Brief: Please read the records below and return each line holding the string "working".

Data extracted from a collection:
--------------------

PR #49, opened 2026-02-14
Hpe/feature/psu enablement

walterchris:


meta-canopy/meta-hpe/meta-common/recipes-phosphor/configuration/entity-manager/dl360g11_baseboard.json
sylv-io, line 1: This is missing for all other ProLiant Gen11 targets.

sylv-io (approved):
Apart from the missing association for all non-DL360 targets, this looks good to me.
One thing that caught my attention is that the inventory only lists available PSUs.  e.g.: when I remove PSU2 from the DL320, PSU1 is listed as enabled, but PSU2 is not listed as absent at all.
We could address this either in this PR or in a separate one. Your decision :)

sylv-io:
> One thing that caught my attention is that the inventory only lists available PSUs. e.g.: when I remove PSU2 from the DL320, PSU1 is listed as enabled, but PSU2 is not listed as absent at all. We could address this either in this PR or in a separate one. Your decision :)

Additionally, hotplugging is not supported. Attempting to connect a PSU while the system is running does not result in the PSU being listed as available.

walterchris:
Created #63 to track this

sylv-io:
> Apart from the missing association for all non-DL360 targets, this looks good to me.

you missed this comment. :sweat_smile:

meta-canopy/meta-hpe/meta-common/recipes-phosphor/configuration/entity-manager/dl360g11_baseboard.json
sylv-io: still missing. should we add this in a separate PR?

sylv-io:
@walterchris: You merged this into `hpe/feature/VPDPCA` instead of `hpe/main`. Was this intentional?

walterchris:
Jesus Christ.. nope.

PR #64, opened 2026-02-19
Hpe/feature/psu enablement

walterchris:


meta-canopy/meta-hpe/meta-common/recipes-phosphor/configuration/entity-manager/dl360g11_baseboard.json
sylv-io, line 1: This is missing for all other ProLiant Gen11 targets.

sylv-io (changes requested):

sylv-io (approved):

Issue #63, opened 2026-02-19
HPE Proliant Gen11: Support PSU hotplug


walterchris:
# Summary

Currently the PSUs don't support hot plug. We try to read the FRU and if it's not available we don't add it to the inventory.

PR #65, opened 2026-02-21
meta-hpe: add PSU presence detection

walterchris:
Add GPIODeviceDetect entries (INST_PSU1, INST_PSU2) to all Gen11 baseboard configs for GPIO-based PSU presence detection.

Split hpe_psu.json from a single templated config into two explicit PSU entries (PSU1 at bus 11/addr 88, PSU2 at bus 10/addr 89) with per-slot ADDRESS-filtered FRU probes, sensor thresholds, and named sensor labels.


walterchris:
We should wait to merge this until we rebase. The patch has been merged upstream - thus we can drop it if wen move the `SRCREV` forward.

meta-canopy/meta-hpe/meta-common/recipes-phosphor/configuration/entity-manager/dl560g11_baseboard.json
```diff
@@ -337,6 +337,18 @@
...
+            "PresencePinNames": ["INST_PSU1"],
+            "PresencePinValues": [1],
+            "Type": "GPIODeviceDetect"
+        },
+        {
+            "Name": "PSU2Detect",
+            "PresencePinNames": ["INST_PSU2"],
+            "PresencePinValues": [1],
+            "Type": "GPIODeviceDetect"
+        },
```
sinuscosinustan, line 351: Doesn't have the DL560G11 four PSUs?

sylv-io (dismissed):
This PR needs to be rebased. I could test and verify its functionality locally on the DL320 tomorrow.

mynetz:
Can we get this in soonish? Was that tied to in person testing?

sinuscosinustan:
@walterchris Could you please test this on-site on our test hardware? If you're too busy right now then please let me know so that we can check who could take over the task.

TheGregggg:
Rebased and removed the patch because it's upstream now.
Tested on the DL365. It's not working. On the inventory page, the removed PSU remains as 'OK' and does not change to 'missing' or anything else. 

What should be the correct behavior ? 

I can modify the probe on the hpe_psu.json EM, so that it matches with the FRU device AND PSU detection:

```
"Probe": [
    "xyz.openbmc_project.FruDevice({'PRODUCT_PRODUCT_NAME': 'HPE POWER SUPPLY*', 'ADDRESS': 88})",
    "AND",
    "xyz.openbmc_project.Inventory.Source.DevicePresence({'Name': 'PSU1Detect'})"
]
```
This will remove the PSU from the inventory page and all the related sensors from the sensors page. I don't know if this would be the intended behavior.

No redfish logs appeared. And even with the proposed solution above, no logs will be emitted. It's another issue to tackle if log emission on PSU presence changes is intended behavior.

walterchris:
What happens if you boot the BMC with one PSU in? Is the second PSU shown as missing/error ? Or does it not show up in the entity manager at all?

TheGregggg:
The second PSU doesn't show up at all. There is only the first PSU in the inventory and all the related sensors in the sensors page

TheGregggg:
> I can modify the probe on the hpe_psu.json EM, so that it matches with the FRU device AND PSU detection:
> 
> ```
> "Probe": [
>     "xyz.openbmc_project.FruDevice({'PRODUCT_PRODUCT_NAME': 'HPE POWER SUPPLY*', 'ADDRESS': 88})",
>     "AND",
>     "xyz.openbmc_project.Inventory.Source.DevicePresence({'Name': 'PSU1Detect'})"
> ]
> ```
> 
> This will remove the PSU from the inventory page and all the related sensors from the sensors page. I don't know if this would be the intended behavior.

I have tested this. It's working as intended if the BMC boots with the PSU plugged in. The FruDevice is not refreshed when the PSU is plugged in, so this doesn't work if the PSU is not present when the BMC boots. 

I can work on upstreaming a change to gpio-monitor to refresh fru devices on a given bus, on presence detection.
Alex thinks it's a good idea. 

From my own research, there is nothing providing this functionality in openbmc without creating our own EM reactor. I think it makes more sense to have gpio-monitor provide this functionality. 

This would add: 
```
"ReScanBuses": [20],
```
to the GPIODeviceDetect entries.

This will also fix #63.

What do you think about this ?

I don't have any solution for the redfish log entry for now.

walterchris:
@pointbazaar any feedback on the `gpio-monitor` changes?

--------------------

Response area:
Tested on the DL365. It's not working. On the inventory page, the removed PSU remains as 'OK' and does not change to 'missing' or anything else. 
I have tested this. It's working as intended if the BMC boots with the PSU plugged in. The FruDevice is not refreshed when the PSU is plugged in, so this doesn't work if the PSU is not present when the BMC boots. 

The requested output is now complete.